Me atrevería a asegurar que estaba liado con la chica, aunque jamás hubiera pensado que era el tipo de hombre que mezcla los negocios con el placer. El Servicio Secreto era su vida. Nunca hubiera desertado de ese modo. Me lo imagino renunciando al cargo, y a la chica haciendo lo mismo, para luego irse con ella una vez que usted hubiera enviado el relevo. Pero no creo que estuviera en sus planes dejarnos a dos velas de este modo. Y por lo que usted cuenta de la chica, diría lo mismo de ella. Las oficiales jefe del servicio femenino de la Royal Navy no pierden el juicio así como así.
—Gracias, 007 —M estaba controlando el tono de su voz—. También me han pasado por la cabeza estas consideraciones. Nadie ha llegado a conclusiones precipitadas sin haber sopesado antes todas las posibilidades. Tal vez usted sugiera alguna solución.

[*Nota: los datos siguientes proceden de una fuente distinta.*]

PR #341, opened 2026-08-14
feat(core): add consent management stamping plugin

SKannaniOS:
## Description
Adds a `ConsentManagementPlugin` to the core event pipeline that stamps the current consent state into `context.consentManagement` on every event. This builds on the consent configuration and `setConsent` API introduced in SDK-5257 (base branch of this PR) and makes the consent values actually flow out on the event payload — provider, allowed consent IDs, and denied consent IDs. While consent management is disabled (the default), events pass through untouched, so any legacy `customContext` injection of the key keeps working unchanged.

## Type of change
- [ ] Documentation update

## Implementation Details
- **`ConsentManagementPlugin`** (`core/.../plugins/ConsentManagementPlugin.kt`): new `PreProcess` plugin. On each intercepted event it reads `analytics.consentManagementState.value`; if consent management is enabled it merges a complete `consentManagement` block (`provider`, `allowedConsentIds`, `deniedConsentIds`) into the event context with higher priority via `mergeWithHigherPriorityTo`, so the SDK-owned block always replaces any caller-injected value. If disabled, the event is returned untouched.
- **Legacy-key handling**: when the event context already contains a `consentManagement` key while consent management is enabled, the plugin logs a warning (without echoing the caller's consent IDs) advising migration to `setConsent()`, then overwrites the key. While disabled, a legacy injected key is preserved with no warning.
- **Registration** (`core/.../Analytics.kt`): the plugin is added in `setup()` between `LibraryInfoPlugin` and `RudderStackDataplanePlugin`, so stamping happens at event creation time — events already in the pipeline are not restamped.
- **Tests** (`core/.../plugins/ConsentManagementPluginTest.kt`): covers the exact stamped payload when enabled, the untouched pass-through when disabled, legacy-key replacement with warning (enabled) vs. preservation without warning (disabled), and that a `setConsent` state update between two events is reflected only on the later event.

## Checklist

## How to test?
- Run the new plugin tests: `./gradlew :core:test --tests "com.rudderstack.sdk.kotlin.core.plugins.ConsentManagementPluginTest"` (all 5 test cases).
- Run the full core suite to confirm no pipeline regressions: `./gradlew :core:test`.
- Manual verification: initialize the SDK with consent management enabled and consent IDs set, fire a `track` event, and confirm the outgoing payload contains `context.consentManagement` with `provider`, `allowedConsentIds`, and `deniedConsentIds`; with consent management disabled, confirm the key is absent (or preserved as-is when injected via custom context).

## Breaking Changes
None. The plugin is a no-op while consent management is disabled, which is the default. The only behavioral change for enabled users is intentional: the SDK-owned `consentManagement` block replaces any value injected into the event context manually, with a warning logged.

## Maintainers Checklist
- [ ] CI tests have passed.

No UI changes in this PR.

## Additional Context
- Stacked PR: targets `feat/sdk-5257-consent-configuration-and-setconsent-api`, which introduces `ConsentManagementConfiguration`, `ConsentManagementState`, and the `setConsent` API this plugin consumes. Merge that PR first.
- The stamp reflects the consent state at event creation; destination gating based on consent is not part of this PR.


vgupta98 (approved):
LGTM. The plugin is a clean no-op while consent management is disabled, and the stamp correctly takes priority over a caller-injected block.

android/src/main/kotlin/com/rudderstack/sdk/kotlin/android/utils/AnalyticsUtils.kt
```diff
@@ -44,3 +46,15 @@ internal fun Analytics.runOnAnalyticsThreadAfter(previousJob: Job?, block: suspe
...
+
+/**
+ * The consent state of the android SDK instance, or an inactive state when there is none.
+ *
+ * A plugin's `analytics` is typed as core's [Analytics], which does not carry consent. An instance
+ * that is not the android one has no consent configured, so every consent check fails open - the
+ * same default the resolver applies to missing configuration.
+ */
+internal val Analytics.consentState: State<ConsentManagementState>
+    get() = (this as? AndroidAnalytics)?.consentManagementState ?: INACTIVE_CONSENT_STATE
```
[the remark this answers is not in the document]
SKannaniOS: `INACTIVE_CONSENT_STATE` is a read-only sentinel. It's private to this file and the accessor is internal, and every call site reads .value or collects the flow — nothing dispatches through it. `setConsent` dispatches against `AndroidAnalytics.consentManagementState` directly.

Returning a fresh State per access would allocate on the per-event path (`ConsentGatePlugin`, `IntegrationPlugin` — once per event per destination) to harden a branch that isn't reachable in production: every caller is an android-module plugin, so the cast always succeeds. The shared instance is deliberate — it keeps the fail-open decision in one place rather than repeating it at five call sites.

vgupta98 (commented):
Reviewed this PR on its own diff against `feat/sdk-5257-consent-configuration-and-setconsent-api`. The `consentState` extension is a clean way to reach android state from a core-typed plugin. Two notes inline.

android/src/main/kotlin/com/rudderstack/sdk/kotlin/android/utils/AnalyticsUtils.kt
```diff
@@ -44,3 +46,15 @@ internal fun Analytics.runOnAnalyticsThreadAfter(previousJob: Job?, block: suspe
 internal fun AndroidAnalytics.runOnMainThread(block: suspend () -> Unit) = analyticsScope.launch(MAIN_DISPATCHER) {
     block()
 }
+
+private val INACTIVE_CONSENT_STATE: State<ConsentManagementState> = State(ConsentManagementState())
```
vgupta98, line 56: `INACTIVE_CONSENT_STATE` is one process-wide `State` shared by every non-android `Analytics` instance. `State` is mutable — it exposes `dispatch`.

Nothing dispatches to it today, so this is safe right now. But if anything ever does, the change leaks into every other instance that falls back to it. Worth either a comment saying it must never be dispatched to, or returning a fresh inactive state instead of a shared one.

android/src/main/kotlin/com/rudderstack/sdk/kotlin/android/plugins/ConsentManagementPlugin.kt
```diff
@@ -0,0 +1,60 @@
...
+    override val pluginType: Plugin.PluginType = Plugin.PluginType.PreProcess
+
+    override lateinit var analytics: Analytics
+
+    override suspend fun intercept(event: Event): Event {
+        val state = analytics.consentState.value
+        if (!state.enabled) return event
+
+        if (event.context.containsKey(CONSENT_MANAGEMENT_KEY)) {
+            analytics.logger.warn(
```
vgupta98, line 50: This warning fires on **every event**, not once. A customer still injecting `consentManagement` through `customContext` gets one warn line per event for the life of the session.

Since the message is the same every time, consider warning once per session (a flag on the plugin) and keeping the per-event path silent.

vgupta98 (approved):

vgupta98 (approved):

M se arrellanó en la silla y esperó. Cogió la pipa y comenzó a cebarla. El caso le aburría. No le gustaban los problemas de personal, y menos un embrollo como este. Existían muchos otros problemas esperando a ser resueltos en todo el mundo. Sólo con el fin de dar a Bond algo parecido a una misión, junto con un buen descanso, había decidido mandarle a Jamaica a que cerrara el caso. Se llevó la pipa a la boca y cogió las cerillas.
—¿Y bien?
Bond no iba a dar su brazo a torcer tan fácilmente. Strangways le caía bien y estaba impresionado por los hechos que el jefe de personal había enumerado.
Dijo:
—Bien, señor. Por ejemplo, ¿cuál era el último caso en el que estaba trabajando Strangways? ¿Mandó algún informe o hay algo que la Sección 111 le pidiera que investigase? ¿Alguna cosa en los últimos meses?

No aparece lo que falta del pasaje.